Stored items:

PR #122, opened 2025-06-17
`vtable_descriptor_for_cast`: Support vtable casts involving structs

RyanGlScott:
Previously, `vtable_descriptor_for_cast` only supported casts where the from/to types were references or raw pointers. Besides these two types, it is also possible to have unsized coercions between structs where exactly one of the struct's underlying fields differ and require a reference/pointer cast. This is the sort of cast seen in the example in GaloisInc/crucible#1433.

This adds support for struct-related vtable casts by extending `vtable_descriptor_for_cast` as needed. When the from/to types are structs, we recursively walk over the fields of the structs to find a pair of mismatched field types, which we use to compute the vtable to use in the cast.

Fixes one half of GaloisInc/crucible#1433. (The other half will be on the `crucible-mir` side.)

### DIFF
--- a/src/analyz/mod.rs
+++ b/src/analyz/mod.rs
@@ -95,32 +95,6 @@ fn vtable_descriptor_for_cast<'tcx>(
         return None;
     }
 
-    fn vtable_descriptor_for_ref_or_ptr_cast<'tcx>(
-        tcx: TyCtxt<'tcx>,
-        old_pointee: ty::Ty<'tcx>,
-        new_pointee: ty::Ty<'tcx>,
-    ) -> Option<ty::PolyTraitRef<'tcx>> {
-        if !tcx.is_sized_raw(ty::TypingEnv::fully_monomorphized().as_query_input(old_pointee)) {
-            // We produce a vtable only for sized -> TyDynamic casts.
-            return None;
-        }
-
-        // Relevant code: rustc_codegen_ssa::meth::get_vtable
-        let trait_ref = match *new_pointee.kind() {
-            ty::TyKind::Dynamic(ref preds, _, _) =>
-                preds.principal().map(|pred| pred.with_self_ty(tcx, old_pointee)),
-            _ => return None,
-        };
-        let trait_ref: ty::PolyTraitRef = match trait_ref {
-            Some(x) => x,
-            // If there's no trait ref, it means the `Dynamic` predicates contain only auto traits.
-            // The vtable for this trait object is empty.
-            // TODO: handle this better (currently the output omits the "vtable" field)
-            None => return None,
-        };
-        Some(trait_ref)
-    }
-
     fn instantiate_field_ty<'tcx>(
         tcx: TyCtxt<'tcx>,
         field_def: &ty::FieldDef,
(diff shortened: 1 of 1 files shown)


src/analyz/mod.rs
```diff
@@ -95,37 +95,85 @@ fn vtable_descriptor_for_cast<'tcx>(
...
+        )
+    }
+
+    match (*old_ty.kind(), *new_ty.kind()) {
+        // The two base cases: we are casting between two references or two raw
+        // pointers.
+        (ty::TyKind::Ref(_, old_pointee, _), ty::TyKind::Ref(_, new_pointee, _)) =>
+            vtable_descriptor_for_ref_or_ptr_cast(tcx, old_pointee, new_pointee),
+        (ty::TyKind::RawPtr(old_pointee, _), ty::TyKind::RawPtr(new_pointee, _)) =>
+            vtable_descriptor_for_ref_or_ptr_cast(tcx, old_pointee, new_pointee),
```
spernsteiner, line 141:
```suggestion
        (ty::TyKind::Ref(_, old_pointee, _), ty::TyKind::Ref(_, new_pointee, _)) |
        (ty::TyKind::RawPtr(old_pointee, _), ty::TyKind::RawPtr(new_pointee, _)) =>
            vtable_descriptor_for_ref_or_ptr_cast(tcx, old_pointee, new_pointee),
```
And then you can move the code for `vtable_descriptor_for_ref_or_ptr_cast` into this case of the match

The task: Show all lines from the records above where the word "return" occurs.

Output below:
         return None;
-            return None;
-            _ => return None,
-            None => return None,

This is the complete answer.